1962年東京生まれ。1998年から大阪大学大学院文学研究科で哲学・現代思想文化学の教育と研究に携わり、現在に至る。2004年から2012年まで大学教育実践センターで高等教育の研究開発、2014年から2017年までASEANセンター長を務め、バンコクに駐在。チュラロンコン大学(タイ、バンコク)文学部哲学科客員教授。この間、カンボジアで哲学プラクティスを教育開発に応用するためのセミナーや哲学カフェを開催し、アンコールワットで哲学散歩を企画・実施。

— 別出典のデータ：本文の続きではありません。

PR #1568, opened 2023-07-15
Add from and to parameters for _changed? generated methods

DougEdey:
### Motivation

`ActiveModel::Dirty` takes parameters for `_changed?` [generated methods](https://api.rubyonrails.org/classes/ActiveModel/Dirty.html), `from:` and `to:`, these aren't supported by the generator right now and we use them in our app a bit so I want to add support.

I didn't find an explicit compiler for `Dirty` but the `ActiveRecordColumns` compiler says it implements the `ActiveModel::Dirty` methods from various locations.

I checked and `ActiveRecord::TypedStore` doesn't [support parameters](https://github.com/byroot/activerecord-typedstore/blob/0dae8a971e4c347a90085cf3fac9730d37165e50/lib/active_record/typed_store/extension.rb#L39)

### Implementation

I went with adding an additional `kw_parameters` argument for the `create_method` call to try and ensure there's a pattern if needed in more places in the future.

### Tests

I updated existing tests that check this behaviour


DougEdey:
I have signed the CLA!

bitwise-aiden (approved):

lib/tapioca/dsl/compilers/active_record_columns.rb
```diff
@@ -153,12 +153,18 @@ def gather_constants
             methods_to_add: T.nilable(T::Array[String]),
             return_type: String,
             parameters: T::Array[[String, String]],
+            kw_parameters: T::Array[[String, String, String]],
           ).void
         end
-        def add_method(klass, name, methods_to_add, return_type: "void", parameters: [])
+        def add_method(klass, name, methods_to_add, return_type: "void", parameters: [], kw_parameters: [])
```
paracycle, line 159: Can we instead make the `parameters` parameter take a `T::Array[RBI::Param]` instead? I see just a single use of this method that supplies a parameter already, and it can easily supply `create_param(value, type: setter_type)` instead.

That way, there wouldn't be any split or extra processing for kw parameters.

lib/tapioca/dsl/compilers/active_record_columns.rb
```diff
@@ -254,6 +260,7 @@ def add_methods_for_attribute(klass, column_name, attribute_name = column_name,
             "#{attribute_name}_changed?",
             methods_to_add,
             return_type: "T::Boolean",
+            kw_parameters: [["from", setter_type, "T.unsafe(nil)"], ["to", setter_type, "T.unsafe(nil)"]],
```
paracycle, line 263: Based on my suggestion above, this would be:
```suggestion
            parameters: [
              create_kw_opt_param("from", type: setter_type, default: "T.unsafe(nil)"),
              create_kw_opt_param("to", type: setter_type, default: "T.unsafe(nil)")
            ],
```

lib/tapioca/dsl/compilers/active_record_columns.rb
```diff
@@ -277,6 +284,7 @@ def add_methods_for_attribute(klass, column_name, attribute_name = column_name,
             "#{attribute_name}_previously_changed?",
             methods_to_add,
             return_type: "T::Boolean",
+            kw_parameters: [["from", setter_type, "T.unsafe(nil)"], ["to", setter_type, "T.unsafe(nil)"]],
```
paracycle, line 287: Same as above.

lib/tapioca/dsl/compilers/active_record_columns.rb
DougEdey: Sure, only minor tweak is that it has to be a `T::Array[RBI::TypedParam]`, I'm not sure if that would be wildly/unexpectedly different from what you expected

paracycle (approved):

lib/tapioca/dsl/compilers/active_record_columns.rb
paracycle: Yeap, that's exactly what I meant to write actually. :) Thanks for doing the change.

PR #1571, opened 2023-07-19
Improve GraphQL Mutation compiler

paracycle:
### Motivation

We were generating `T.untyped` for some of the cases we could handle, which became apparent with the recent change to the mutation compiler to support argument with loads in #1556.

/cc @such

### Implementation

This PR does a few things:
1. It extends the `GraphqlTypeHelper#type_for` method to handle `NonNull` types and types that are just plain module references.
2. It simplifies the argument loads type mapping code.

2018年プノンペンに哲学研究センター(Prajnasastra Vihara Co.,Ltd.)を現地の大学教員と共同で設立した。

Project timeline

Date Plans
2019年10月 クラウドファンディング挑戦
2020年1月以降 哲学カフェ・カンボジアの企画・開催および広報(毎月開催)
  • 広報は現地のコミュニティ誌『Nyo Nyum』に掲載予定
2020年1〜12月 カンボジアにおけるLGBTQについての調査研究に協力(研究協力者:中川香須美・パンニャサストラ大学教員)
2020年度末 論文完成、学会発表の予定
2020年1月 「僧侶のコミュニティーの森」(オッダー・ミーンチュイ州)を見学するエコツアーの企画・実施
  • レポートを作成し、2020年度中にカンボジアの森林保全のための提案をまとめる。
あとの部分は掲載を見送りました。